Comparing another culture to the culture of the students, pointing out similarities and differences, teachers encourage understanding of the two cultures. The certification process shows that teachers understand these differences and similarities, in addition to having the ability to teach them.

The certification process tests teachers on their abilities to integrate culture into language instruction, immersing their students in the country from the classroom. Because of this, potential teachers must keep up with current cultural developments, and should participate in workshops and read recent literature from the country.

Becoming certified in a foreign language

Potential teachers who wish to become certified as foreign language teachers must demonstrate a complete understanding of their target languages. This moves past simple phonics and world construction, and examines the culture behind the language.

Understanding foreign languages is more important today than ever before for students who wish to expand their future career options. If you’re interested in helping these students access new opportunities, check your state’s teaching certification requirements.

Effective foreign language learning methods

For students introduced to an entirely new language, the process of developing the skills necessary to fluently speak a second language sometimes seems daunting.

In “Learning Strategies in Foreign Language Instruction,” published in The Foreign Language Annals, researchers investigated the strategies used by high school language learners. In the article, authors Anna U. Chamot and Lisa Kupper examined a high school Spanish class’s exceptional students to look at effective learning strategies.

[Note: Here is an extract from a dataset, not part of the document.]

PR #24, opened 2020-01-10
Keycloak Authorization Services based authz prototype

mstruk:

This PR introduces authorization support that works hand-in-hand with OAuth2 authentication.

There is an example that allows a step-by-step walkthrough. See [README-authz.md](https://github.com/mstruk/strimzi-kafka-oauth/blob/authz/examples/README-authz.md)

Chamot and Kupper found that students either employed “metacognitive,” “cognitive,” or “social and affective” strategies when learning Spanish.

Metacognitive strategies take place when students are aware of their own thinking and learning, and plan, monitor, and evaluate their own learning. These strategies typically include inference, where students use context clues in the language to decipher difficult sentences.

Cognitive strategies include vocabulary learning exercises, completing exercises, and working toward task completion. At this stage, students typically have a good hold on the basics of language, and are moving toward metacognitive strategies.

When students mostly interact with the teacher and are confused by solo assignments, they are still using social and affective strategies. These students are typically beginning language learners and still rely on techniques of repetition and translating to memorize new words and phrases.

By pushing students toward metacognitive strategies, teachers ensure their students become effective language learners. Without teachers who understand these learning strategies, students will only encounter more barriers to foreign language acquisition.